Unless you were actually managing them you are not responsible for their
happiness. Get yourself back on track before worrying about others (it’s
cliché but think of the oxygen mask metaphor).

------
DerekQ
Ask for a three month Sabbatical. If you've been working for a company for
some time and have done well there, you might be surprised how eager they are
for you not to leave outright. The reason for the Sabbatical? Have a couple of
ideas in your head if you feel the need to explain yourself, but don't say
burnout:

Trip around the world, meditation retreat, extra-tech study, family reasons,
whatever.

And of course, have your mind made up in case the answer is no. Make it clear
that you've decided to take the time off regardless, but would really like to
return to work for them in three months.

I've done this very thing myself. 2-3 months off, going part-time, etc. The
cost of losing your experience and abilities down the road usually out-weighs
any short term difficulties it presents to the company.

------
matheist
I quit my job at a startup after a little over a year because I was burned
out. I took off a little over a year before getting another job. In the time
off, I worked on some of my own projects, I played music, I hung out with
friends, went on walks, spent time with family.

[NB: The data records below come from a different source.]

PR #7042, opened 2021-12-06
[ci skip] Add nullable annotation to field

Owen1212055:
Not sure if this change needs to go through, but it's just a one-line change. 

Intellij always marks this field as not able to be null, and although it's not null when the entity is alive it can be null when it's dead. Generally just a bit misleading.

### DIFF
--- a/patches/server/0242-Add-Debug-Entities-option-to-debug-dupe-uuid-issues.patch
+++ b/patches/server/0242-Add-Debug-Entities-option-to-debug-dupe-uuid-issues.patch
@@ -79,7 +79,7 @@ index 2a11514554b6aea819046282cfcaeeb43d1ed920..2981a29b011cb1a08a776abc5ec6a942
      public com.destroystokyo.paper.loottable.PaperLootableInventoryData lootableData; // Paper
      private CraftEntity bukkitEntity;
  
-+    public @javax.annotation.Nullable net.minecraft.server.level.ChunkMap.TrackedEntity tracker; // Paper
++    public @org.jetbrains.annotations.Nullable net.minecraft.server.level.ChunkMap.TrackedEntity tracker; // Paper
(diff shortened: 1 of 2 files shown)


patches/server/0242-Add-Debug-Entities-option-to-debug-dupe-uuid-issues.patch
```diff
@@ -72,20 +72,20 @@ index 9a51aa9f40ceaaa3500595bf08b2b5515704b91a..9a9ae2cac9f44e38f58bd58c279fc648
...
-index 5df955eea09b5abd32c12abf5d13030bf9a3a9ae..d442725c1c9ae274b11f3a11ea4cf15f51d62def 100644
+index 2a11514554b6aea819046282cfcaeeb43d1ed920..780bdbefad1edbeec1f5218514efde36d8390cc3 100644
 --- a/src/main/java/net/minecraft/world/entity/Entity.java
 +++ b/src/main/java/net/minecraft/world/entity/Entity.java
 @@ -170,6 +170,8 @@ public abstract class Entity implements Nameable, EntityAccess, CommandSource, i
      public com.destroystokyo.paper.loottable.PaperLootableInventoryData lootableData; // Paper
      private CraftEntity bukkitEntity;
  
-+    public net.minecraft.server.level.ChunkMap.TrackedEntity tracker; // Paper
++    public @javax.annotation.Nullable net.minecraft.server.level.ChunkMap.TrackedEntity tracker; // Paper
```
kashike:
```suggestion
+    public @org.jetbrains.annotations.Nullable net.minecraft.server.level.ChunkMap.TrackedEntity tracker; // Paper
```

kashike (changes requested):

kashike (approved):

Owen1212055:
Rebased and should be ready

Machine-Maker (approved):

> _The thing is this job pays incredibly well_

So? What does that actually _do_ for you if you're unhappy? You're getting
paid in money, and money translates into wealth, i.e. things that you want.
But only if you spend it. What are you even bothering earning all that money
for, if you're going to spend your life being miserable? You have no house, no
kids, no responsibilities, a simple lifestyle — do you want to spend this time
in your life in a job that is burning you out and making you miserable?

edit: As for not feeling like shit about quitting — I don't know what will
work for you (I didn't have this problem when I quit; I didn't feel a moment's
regret), but you might for example set yourself some amount of time (2 months?
whatever) during which you are explicitly permitted to be self-indulgent and
relax, and after which you tell yourself you will sit down and plan for what
comes next, whether that's looking for work or donating to charity or starting
some project or helping others or whatever.

------
world32
> Moreover I see people who are much worse off then me who continue to grind
> and that makes me feel even more guilty for doing this.

Unless you want to be a saint and donate all your money to charity then there
will always be people less fortunate than you. Though perhaps donating some
money to charity will make you feel better about it? And of course be a good
thing to do. But to ruin your mental and physical health by working yourself
silly just because there are others who have to go through the daily grind in
worse conditions would be a real shame.

Some people spend their money on fancy cars or big houses, you spend your
money on 2-3 months off, think of it that way.

Also, perhaps you should look into freelancing sites like toptal? I don't have
experience using them myself but from what I hear if you are good enough to
pass the interviews then they have a wide range of work available and you can
choose how many hours per week you want to work. Apparently the pay is not as
good as you would get in New York but it might be enough to live on if you
have a simple life. Perhaps consider working 20-30 hours a week after your
break so you don't have to feel guilty about using up all your savings?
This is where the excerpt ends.